**Task**
Give the number of lines in the data that hold the string "excludedocs". Nothing else is needed.
═══ Records for the task ═══
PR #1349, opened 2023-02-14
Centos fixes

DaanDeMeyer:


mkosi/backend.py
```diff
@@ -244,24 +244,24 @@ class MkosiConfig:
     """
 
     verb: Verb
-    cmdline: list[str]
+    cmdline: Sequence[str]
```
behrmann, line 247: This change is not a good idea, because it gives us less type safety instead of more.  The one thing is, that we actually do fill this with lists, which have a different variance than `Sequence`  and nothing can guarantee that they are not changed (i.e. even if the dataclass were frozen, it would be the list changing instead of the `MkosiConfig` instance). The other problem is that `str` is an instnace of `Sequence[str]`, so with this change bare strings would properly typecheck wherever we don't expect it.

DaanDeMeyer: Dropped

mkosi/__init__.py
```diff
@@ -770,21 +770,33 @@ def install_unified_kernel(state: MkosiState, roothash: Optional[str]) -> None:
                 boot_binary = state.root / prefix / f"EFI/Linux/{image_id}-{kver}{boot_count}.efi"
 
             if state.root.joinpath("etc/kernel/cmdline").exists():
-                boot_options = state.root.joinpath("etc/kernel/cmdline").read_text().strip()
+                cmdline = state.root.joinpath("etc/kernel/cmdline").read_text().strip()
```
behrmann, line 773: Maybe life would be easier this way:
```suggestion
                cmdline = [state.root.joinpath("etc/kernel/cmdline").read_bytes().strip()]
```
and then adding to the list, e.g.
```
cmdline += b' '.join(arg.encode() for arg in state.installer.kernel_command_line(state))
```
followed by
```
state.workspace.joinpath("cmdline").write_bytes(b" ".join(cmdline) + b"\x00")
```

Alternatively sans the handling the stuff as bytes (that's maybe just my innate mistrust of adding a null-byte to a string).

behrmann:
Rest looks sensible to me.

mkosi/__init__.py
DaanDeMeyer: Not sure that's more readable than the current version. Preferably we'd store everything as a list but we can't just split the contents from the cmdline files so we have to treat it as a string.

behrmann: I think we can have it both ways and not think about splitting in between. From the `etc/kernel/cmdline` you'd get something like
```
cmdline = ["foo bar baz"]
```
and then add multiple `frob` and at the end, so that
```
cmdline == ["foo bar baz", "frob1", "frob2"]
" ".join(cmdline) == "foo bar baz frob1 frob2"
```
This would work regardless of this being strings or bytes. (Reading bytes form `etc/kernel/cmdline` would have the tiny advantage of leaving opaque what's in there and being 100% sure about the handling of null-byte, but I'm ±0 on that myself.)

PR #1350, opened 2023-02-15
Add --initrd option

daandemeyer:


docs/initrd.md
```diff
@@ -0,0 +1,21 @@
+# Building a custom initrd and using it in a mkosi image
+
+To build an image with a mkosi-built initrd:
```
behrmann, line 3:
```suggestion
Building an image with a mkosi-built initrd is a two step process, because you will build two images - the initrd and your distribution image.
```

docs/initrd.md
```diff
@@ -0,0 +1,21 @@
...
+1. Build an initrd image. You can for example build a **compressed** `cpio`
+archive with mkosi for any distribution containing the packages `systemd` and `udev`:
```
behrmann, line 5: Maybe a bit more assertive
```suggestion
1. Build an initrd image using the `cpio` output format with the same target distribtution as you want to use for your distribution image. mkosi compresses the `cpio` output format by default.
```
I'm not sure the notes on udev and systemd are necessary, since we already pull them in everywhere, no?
═══
═══ Records for the task ═══
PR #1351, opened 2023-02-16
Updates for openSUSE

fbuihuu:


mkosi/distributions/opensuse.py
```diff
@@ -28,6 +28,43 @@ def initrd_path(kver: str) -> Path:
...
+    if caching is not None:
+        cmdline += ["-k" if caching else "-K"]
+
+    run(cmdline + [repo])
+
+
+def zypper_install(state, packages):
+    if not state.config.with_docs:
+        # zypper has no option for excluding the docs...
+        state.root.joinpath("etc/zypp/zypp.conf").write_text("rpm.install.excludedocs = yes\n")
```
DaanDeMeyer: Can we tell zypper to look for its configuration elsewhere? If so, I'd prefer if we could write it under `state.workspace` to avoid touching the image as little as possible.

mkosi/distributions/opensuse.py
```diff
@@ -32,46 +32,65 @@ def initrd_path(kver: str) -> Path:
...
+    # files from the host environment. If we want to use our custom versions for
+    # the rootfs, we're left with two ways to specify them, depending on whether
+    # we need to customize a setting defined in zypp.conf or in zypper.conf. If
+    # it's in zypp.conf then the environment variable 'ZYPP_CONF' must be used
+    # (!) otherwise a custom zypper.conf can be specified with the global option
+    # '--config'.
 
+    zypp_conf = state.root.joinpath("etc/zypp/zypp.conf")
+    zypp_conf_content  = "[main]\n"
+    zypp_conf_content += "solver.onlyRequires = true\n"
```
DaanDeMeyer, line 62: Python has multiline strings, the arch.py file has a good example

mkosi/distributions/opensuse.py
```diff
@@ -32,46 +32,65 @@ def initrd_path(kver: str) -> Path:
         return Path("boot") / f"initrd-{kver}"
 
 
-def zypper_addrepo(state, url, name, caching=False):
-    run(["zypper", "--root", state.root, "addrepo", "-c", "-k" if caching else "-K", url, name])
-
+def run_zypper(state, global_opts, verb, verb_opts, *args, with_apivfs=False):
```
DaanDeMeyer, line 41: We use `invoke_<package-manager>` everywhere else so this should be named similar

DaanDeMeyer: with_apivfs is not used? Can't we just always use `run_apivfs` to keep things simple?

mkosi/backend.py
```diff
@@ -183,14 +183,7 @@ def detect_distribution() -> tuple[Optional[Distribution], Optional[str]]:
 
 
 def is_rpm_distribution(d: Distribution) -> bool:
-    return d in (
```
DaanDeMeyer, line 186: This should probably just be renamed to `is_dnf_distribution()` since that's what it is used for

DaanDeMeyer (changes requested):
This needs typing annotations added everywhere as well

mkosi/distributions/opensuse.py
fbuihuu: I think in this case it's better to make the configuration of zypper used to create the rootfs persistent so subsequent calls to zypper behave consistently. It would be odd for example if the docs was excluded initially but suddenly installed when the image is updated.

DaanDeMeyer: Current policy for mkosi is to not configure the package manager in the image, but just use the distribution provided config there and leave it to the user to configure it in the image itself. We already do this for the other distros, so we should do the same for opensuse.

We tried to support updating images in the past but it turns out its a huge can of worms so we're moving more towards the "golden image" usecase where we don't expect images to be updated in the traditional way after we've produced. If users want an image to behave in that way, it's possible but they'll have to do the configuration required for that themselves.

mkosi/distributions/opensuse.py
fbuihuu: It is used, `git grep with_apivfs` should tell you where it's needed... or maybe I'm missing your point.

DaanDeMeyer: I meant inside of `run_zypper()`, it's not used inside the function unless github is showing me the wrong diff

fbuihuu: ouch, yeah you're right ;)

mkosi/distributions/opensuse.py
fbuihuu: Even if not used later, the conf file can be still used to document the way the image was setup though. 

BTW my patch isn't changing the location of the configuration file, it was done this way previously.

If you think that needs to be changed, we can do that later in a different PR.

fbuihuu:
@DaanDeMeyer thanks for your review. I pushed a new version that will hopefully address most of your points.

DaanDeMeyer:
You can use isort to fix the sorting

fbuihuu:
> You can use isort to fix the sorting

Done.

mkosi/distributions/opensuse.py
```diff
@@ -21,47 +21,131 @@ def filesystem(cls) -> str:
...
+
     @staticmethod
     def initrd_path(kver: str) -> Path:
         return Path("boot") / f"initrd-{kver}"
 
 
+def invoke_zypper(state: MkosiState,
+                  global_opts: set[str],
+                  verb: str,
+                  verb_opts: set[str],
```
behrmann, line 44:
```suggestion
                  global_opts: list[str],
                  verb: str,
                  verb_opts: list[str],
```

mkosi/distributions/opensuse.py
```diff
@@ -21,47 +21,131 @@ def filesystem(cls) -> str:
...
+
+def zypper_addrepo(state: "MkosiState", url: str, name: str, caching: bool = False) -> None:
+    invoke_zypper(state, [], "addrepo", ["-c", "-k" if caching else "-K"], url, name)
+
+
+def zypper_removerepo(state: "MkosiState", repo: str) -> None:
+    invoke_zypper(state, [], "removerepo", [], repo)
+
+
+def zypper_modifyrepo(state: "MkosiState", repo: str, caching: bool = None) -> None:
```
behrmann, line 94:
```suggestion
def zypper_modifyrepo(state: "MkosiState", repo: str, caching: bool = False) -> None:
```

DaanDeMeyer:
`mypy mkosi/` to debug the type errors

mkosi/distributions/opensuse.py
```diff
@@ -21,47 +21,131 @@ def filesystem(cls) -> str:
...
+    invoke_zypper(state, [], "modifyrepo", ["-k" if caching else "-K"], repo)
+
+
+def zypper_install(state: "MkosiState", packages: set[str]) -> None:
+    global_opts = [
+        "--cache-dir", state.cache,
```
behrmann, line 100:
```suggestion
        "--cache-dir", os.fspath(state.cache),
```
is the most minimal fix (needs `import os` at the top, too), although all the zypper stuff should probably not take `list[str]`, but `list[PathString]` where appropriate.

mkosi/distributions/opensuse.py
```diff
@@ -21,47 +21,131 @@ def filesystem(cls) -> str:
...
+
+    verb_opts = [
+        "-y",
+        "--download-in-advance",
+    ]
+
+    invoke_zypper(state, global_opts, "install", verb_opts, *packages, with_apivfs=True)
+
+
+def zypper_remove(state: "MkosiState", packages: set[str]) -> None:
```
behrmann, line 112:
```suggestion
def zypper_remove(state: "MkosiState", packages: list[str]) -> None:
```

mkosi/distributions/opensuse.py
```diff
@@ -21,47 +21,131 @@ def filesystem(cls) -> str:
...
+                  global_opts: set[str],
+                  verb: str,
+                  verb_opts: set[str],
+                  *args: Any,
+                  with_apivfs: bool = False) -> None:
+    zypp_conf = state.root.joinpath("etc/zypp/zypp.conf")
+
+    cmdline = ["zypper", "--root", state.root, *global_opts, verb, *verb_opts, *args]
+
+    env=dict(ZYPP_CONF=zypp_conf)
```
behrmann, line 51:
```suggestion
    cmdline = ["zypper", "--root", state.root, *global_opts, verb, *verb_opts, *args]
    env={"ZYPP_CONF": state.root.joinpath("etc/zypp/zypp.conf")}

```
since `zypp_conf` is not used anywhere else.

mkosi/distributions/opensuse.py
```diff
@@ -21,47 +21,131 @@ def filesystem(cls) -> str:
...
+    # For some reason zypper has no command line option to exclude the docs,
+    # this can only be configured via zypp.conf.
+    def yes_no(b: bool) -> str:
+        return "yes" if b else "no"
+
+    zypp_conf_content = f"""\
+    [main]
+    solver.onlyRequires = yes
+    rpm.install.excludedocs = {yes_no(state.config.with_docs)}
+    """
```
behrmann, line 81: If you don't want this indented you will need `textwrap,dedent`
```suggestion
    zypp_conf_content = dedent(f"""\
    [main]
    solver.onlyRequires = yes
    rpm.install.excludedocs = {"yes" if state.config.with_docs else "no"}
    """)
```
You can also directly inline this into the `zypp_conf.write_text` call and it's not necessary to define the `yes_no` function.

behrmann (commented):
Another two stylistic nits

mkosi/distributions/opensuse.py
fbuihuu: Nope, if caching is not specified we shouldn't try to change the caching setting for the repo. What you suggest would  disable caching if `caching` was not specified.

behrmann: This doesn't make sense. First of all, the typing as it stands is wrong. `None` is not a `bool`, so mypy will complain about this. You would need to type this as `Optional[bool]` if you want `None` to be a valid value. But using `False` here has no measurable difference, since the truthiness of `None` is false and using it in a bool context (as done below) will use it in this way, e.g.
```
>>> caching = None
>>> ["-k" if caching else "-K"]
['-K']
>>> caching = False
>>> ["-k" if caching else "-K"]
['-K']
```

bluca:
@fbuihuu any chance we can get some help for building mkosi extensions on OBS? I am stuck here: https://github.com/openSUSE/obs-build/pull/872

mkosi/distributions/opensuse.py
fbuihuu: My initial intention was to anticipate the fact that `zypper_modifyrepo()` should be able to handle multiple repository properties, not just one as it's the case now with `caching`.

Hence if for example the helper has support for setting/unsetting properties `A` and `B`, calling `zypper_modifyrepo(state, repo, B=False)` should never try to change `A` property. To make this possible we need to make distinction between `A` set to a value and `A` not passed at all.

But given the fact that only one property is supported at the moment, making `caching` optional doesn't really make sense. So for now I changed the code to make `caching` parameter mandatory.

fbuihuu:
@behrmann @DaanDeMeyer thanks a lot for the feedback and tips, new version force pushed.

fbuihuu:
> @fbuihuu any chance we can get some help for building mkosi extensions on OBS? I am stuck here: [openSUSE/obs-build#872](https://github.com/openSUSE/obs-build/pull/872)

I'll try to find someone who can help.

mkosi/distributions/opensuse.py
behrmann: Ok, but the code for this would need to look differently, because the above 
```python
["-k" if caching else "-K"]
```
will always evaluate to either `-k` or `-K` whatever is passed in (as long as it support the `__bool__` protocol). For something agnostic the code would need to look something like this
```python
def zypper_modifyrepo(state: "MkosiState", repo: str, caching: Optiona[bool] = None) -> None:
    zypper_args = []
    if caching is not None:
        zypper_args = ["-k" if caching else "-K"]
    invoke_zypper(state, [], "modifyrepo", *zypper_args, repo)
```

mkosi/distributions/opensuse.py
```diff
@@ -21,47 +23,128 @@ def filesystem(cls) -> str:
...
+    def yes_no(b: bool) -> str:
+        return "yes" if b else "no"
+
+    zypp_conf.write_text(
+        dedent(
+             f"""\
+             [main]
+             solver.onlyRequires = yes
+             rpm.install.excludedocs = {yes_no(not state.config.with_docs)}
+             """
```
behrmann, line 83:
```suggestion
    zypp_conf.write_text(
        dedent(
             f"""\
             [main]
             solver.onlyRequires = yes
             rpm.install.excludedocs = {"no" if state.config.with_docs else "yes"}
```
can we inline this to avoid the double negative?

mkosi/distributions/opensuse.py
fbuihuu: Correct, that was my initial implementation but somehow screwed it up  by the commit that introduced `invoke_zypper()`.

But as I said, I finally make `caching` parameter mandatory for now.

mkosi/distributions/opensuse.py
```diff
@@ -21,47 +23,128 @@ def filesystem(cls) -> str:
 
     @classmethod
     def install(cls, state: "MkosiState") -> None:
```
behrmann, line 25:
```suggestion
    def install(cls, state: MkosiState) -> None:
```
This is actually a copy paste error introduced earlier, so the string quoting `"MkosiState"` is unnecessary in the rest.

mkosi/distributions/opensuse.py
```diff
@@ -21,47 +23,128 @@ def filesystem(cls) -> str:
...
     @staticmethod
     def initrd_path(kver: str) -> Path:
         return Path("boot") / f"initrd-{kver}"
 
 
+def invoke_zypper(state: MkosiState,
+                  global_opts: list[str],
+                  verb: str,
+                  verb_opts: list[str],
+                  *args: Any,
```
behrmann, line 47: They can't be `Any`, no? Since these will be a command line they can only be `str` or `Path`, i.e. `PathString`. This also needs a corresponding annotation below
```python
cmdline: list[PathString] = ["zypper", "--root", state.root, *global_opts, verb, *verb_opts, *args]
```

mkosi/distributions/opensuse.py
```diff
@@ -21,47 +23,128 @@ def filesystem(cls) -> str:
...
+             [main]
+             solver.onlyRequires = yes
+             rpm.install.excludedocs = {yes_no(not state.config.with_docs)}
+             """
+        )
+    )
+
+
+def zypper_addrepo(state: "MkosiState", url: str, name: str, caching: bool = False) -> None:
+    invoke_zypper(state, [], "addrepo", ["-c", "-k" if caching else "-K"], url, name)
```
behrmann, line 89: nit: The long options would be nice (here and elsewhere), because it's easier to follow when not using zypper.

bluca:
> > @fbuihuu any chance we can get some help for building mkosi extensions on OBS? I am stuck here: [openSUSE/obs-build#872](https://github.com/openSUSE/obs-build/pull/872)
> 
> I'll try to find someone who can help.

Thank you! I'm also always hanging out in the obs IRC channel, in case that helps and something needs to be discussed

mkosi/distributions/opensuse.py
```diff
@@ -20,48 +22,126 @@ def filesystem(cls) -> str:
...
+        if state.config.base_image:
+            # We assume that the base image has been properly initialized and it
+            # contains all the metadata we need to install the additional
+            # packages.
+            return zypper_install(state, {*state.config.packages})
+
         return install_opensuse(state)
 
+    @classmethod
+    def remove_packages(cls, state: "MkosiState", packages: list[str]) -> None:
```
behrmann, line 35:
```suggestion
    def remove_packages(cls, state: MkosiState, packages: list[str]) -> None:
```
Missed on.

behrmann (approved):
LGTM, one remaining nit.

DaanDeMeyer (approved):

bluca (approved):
═══
═══ Records for the task ═══
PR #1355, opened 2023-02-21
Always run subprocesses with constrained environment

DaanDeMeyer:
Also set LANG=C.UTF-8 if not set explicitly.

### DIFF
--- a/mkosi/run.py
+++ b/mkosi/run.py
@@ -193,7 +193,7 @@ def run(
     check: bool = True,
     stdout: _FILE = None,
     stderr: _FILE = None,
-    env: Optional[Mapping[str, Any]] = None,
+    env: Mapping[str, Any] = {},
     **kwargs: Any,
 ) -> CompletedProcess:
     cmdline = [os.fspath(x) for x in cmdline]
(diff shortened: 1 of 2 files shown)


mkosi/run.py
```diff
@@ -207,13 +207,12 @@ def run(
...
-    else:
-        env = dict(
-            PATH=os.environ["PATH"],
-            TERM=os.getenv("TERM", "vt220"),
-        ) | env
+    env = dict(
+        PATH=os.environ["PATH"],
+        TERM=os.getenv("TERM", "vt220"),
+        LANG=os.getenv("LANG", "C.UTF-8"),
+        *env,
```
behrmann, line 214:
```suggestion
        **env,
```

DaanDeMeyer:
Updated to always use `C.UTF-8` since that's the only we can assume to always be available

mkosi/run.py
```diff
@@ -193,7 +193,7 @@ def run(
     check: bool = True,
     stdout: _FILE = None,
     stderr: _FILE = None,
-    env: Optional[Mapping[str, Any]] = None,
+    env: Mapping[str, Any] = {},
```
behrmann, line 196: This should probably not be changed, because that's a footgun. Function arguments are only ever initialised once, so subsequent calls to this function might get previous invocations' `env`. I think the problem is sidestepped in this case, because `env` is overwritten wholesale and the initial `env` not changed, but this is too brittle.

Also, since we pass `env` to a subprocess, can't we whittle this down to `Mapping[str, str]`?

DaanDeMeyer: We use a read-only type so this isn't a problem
═══
**Solution**
6